┏━━
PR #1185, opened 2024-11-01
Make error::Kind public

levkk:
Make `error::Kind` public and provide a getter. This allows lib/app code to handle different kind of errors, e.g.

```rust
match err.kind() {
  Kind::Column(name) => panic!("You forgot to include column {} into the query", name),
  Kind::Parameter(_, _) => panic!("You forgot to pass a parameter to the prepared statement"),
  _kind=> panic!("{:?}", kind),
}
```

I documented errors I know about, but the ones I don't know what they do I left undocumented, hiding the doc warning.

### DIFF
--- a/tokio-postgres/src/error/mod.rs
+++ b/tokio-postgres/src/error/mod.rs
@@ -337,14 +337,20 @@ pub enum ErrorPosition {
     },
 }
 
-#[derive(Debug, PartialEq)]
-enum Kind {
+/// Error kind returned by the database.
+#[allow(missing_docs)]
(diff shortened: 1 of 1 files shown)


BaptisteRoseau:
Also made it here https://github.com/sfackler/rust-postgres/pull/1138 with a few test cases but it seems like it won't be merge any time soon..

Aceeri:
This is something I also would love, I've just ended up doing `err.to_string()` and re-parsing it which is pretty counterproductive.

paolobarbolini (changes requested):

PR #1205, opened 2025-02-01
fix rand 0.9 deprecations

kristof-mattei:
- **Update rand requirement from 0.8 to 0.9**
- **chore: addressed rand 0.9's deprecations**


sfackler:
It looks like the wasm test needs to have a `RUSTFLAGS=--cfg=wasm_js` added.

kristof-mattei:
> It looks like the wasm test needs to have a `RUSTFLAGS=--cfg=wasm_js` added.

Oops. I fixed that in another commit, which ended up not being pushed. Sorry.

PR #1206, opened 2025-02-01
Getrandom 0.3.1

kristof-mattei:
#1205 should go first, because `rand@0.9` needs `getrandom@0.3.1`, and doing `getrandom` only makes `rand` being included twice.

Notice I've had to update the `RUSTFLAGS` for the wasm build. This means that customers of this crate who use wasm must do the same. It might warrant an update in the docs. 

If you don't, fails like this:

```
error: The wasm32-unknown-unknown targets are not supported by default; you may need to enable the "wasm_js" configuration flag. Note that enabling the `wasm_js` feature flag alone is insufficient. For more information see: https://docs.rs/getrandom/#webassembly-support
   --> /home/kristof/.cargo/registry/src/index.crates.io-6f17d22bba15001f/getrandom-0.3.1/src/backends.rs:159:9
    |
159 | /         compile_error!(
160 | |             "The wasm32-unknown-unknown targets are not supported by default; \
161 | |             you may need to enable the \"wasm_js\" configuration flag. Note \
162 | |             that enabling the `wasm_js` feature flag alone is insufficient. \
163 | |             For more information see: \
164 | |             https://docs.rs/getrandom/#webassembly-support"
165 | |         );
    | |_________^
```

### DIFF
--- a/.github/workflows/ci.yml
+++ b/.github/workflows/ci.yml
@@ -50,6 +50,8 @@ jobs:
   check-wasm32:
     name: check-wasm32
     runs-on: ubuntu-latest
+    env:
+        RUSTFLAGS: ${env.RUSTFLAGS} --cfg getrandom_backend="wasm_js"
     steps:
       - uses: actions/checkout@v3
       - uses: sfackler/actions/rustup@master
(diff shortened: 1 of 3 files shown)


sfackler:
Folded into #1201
┗━━
┏━━
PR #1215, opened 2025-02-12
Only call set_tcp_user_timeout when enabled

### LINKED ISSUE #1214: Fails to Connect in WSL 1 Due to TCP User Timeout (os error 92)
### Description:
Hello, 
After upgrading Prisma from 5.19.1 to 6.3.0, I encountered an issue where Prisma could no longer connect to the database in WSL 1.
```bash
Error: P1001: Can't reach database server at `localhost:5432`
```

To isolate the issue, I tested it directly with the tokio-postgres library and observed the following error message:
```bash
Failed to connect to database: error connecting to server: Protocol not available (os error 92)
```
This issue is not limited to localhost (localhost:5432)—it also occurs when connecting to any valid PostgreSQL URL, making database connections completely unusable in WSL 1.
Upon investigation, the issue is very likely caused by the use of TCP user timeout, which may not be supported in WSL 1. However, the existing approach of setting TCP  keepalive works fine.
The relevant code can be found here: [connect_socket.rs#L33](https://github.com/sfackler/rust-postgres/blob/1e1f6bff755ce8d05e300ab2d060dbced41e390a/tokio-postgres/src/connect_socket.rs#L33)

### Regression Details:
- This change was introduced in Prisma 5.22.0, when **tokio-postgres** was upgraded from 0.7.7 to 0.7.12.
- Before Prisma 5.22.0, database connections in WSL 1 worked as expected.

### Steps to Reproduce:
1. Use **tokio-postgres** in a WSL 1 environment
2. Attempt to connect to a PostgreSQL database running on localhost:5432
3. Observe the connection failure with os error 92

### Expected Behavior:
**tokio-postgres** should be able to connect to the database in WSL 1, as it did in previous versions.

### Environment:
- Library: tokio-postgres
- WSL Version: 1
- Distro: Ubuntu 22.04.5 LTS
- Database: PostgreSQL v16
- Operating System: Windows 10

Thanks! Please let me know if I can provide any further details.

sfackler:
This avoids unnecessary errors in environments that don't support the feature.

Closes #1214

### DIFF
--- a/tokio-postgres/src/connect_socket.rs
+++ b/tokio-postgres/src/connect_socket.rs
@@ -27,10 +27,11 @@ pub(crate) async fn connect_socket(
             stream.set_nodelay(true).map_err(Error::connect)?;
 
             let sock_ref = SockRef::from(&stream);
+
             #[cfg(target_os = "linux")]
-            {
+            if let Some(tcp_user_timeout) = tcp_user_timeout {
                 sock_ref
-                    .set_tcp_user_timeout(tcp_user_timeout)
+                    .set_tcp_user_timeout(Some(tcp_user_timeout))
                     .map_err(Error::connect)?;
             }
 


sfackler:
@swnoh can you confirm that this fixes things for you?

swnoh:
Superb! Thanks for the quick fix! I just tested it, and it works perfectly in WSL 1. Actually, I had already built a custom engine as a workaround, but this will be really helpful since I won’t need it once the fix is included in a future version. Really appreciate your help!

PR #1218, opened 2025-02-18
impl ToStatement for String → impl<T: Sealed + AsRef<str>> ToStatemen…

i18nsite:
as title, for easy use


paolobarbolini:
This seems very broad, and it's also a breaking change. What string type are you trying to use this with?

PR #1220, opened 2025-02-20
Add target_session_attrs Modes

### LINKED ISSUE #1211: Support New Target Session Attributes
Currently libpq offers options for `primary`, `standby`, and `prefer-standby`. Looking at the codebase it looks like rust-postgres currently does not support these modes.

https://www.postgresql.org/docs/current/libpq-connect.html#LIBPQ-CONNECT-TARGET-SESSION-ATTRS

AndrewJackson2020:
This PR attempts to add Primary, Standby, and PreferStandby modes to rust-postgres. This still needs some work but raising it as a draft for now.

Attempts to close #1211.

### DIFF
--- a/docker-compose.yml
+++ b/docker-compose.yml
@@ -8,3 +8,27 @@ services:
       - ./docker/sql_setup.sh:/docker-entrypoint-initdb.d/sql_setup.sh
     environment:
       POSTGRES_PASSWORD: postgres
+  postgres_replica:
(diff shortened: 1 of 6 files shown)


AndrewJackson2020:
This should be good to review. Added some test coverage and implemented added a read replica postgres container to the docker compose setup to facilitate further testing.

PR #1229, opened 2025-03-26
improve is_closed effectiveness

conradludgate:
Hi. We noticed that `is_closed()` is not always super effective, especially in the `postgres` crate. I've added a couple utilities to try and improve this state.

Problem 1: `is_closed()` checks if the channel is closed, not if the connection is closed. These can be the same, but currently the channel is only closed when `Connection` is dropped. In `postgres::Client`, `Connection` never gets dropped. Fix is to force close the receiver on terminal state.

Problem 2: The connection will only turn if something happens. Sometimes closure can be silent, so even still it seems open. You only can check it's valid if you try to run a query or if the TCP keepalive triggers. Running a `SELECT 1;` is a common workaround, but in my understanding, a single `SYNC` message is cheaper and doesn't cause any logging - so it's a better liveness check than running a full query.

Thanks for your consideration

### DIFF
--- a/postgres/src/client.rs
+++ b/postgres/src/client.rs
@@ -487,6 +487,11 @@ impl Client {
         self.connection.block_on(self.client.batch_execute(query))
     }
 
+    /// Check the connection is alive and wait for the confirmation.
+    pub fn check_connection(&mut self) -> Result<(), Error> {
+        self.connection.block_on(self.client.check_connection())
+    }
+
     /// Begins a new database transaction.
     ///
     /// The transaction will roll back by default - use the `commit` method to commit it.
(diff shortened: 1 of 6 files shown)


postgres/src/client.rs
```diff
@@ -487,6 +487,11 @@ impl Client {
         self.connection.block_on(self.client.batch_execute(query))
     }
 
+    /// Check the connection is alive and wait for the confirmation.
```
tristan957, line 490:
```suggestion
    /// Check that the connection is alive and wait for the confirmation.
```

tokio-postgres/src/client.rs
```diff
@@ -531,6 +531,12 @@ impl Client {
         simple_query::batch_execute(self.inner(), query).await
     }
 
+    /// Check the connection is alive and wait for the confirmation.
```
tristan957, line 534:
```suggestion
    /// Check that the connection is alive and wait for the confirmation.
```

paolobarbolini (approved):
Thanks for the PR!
┗━━
▶ [What to do]
Read the listing. Copy each line that has the word "localhost" in it.

▶ [Output of the exercise]
Error: P1001: Can't reach database server at `localhost:5432`
This issue is not limited to localhost (localhost:5432)—it also occurs when connecting to any valid PostgreSQL URL, making database connections completely unusable in WSL 1.
2. Attempt to connect to a PostgreSQL database running on localhost:5432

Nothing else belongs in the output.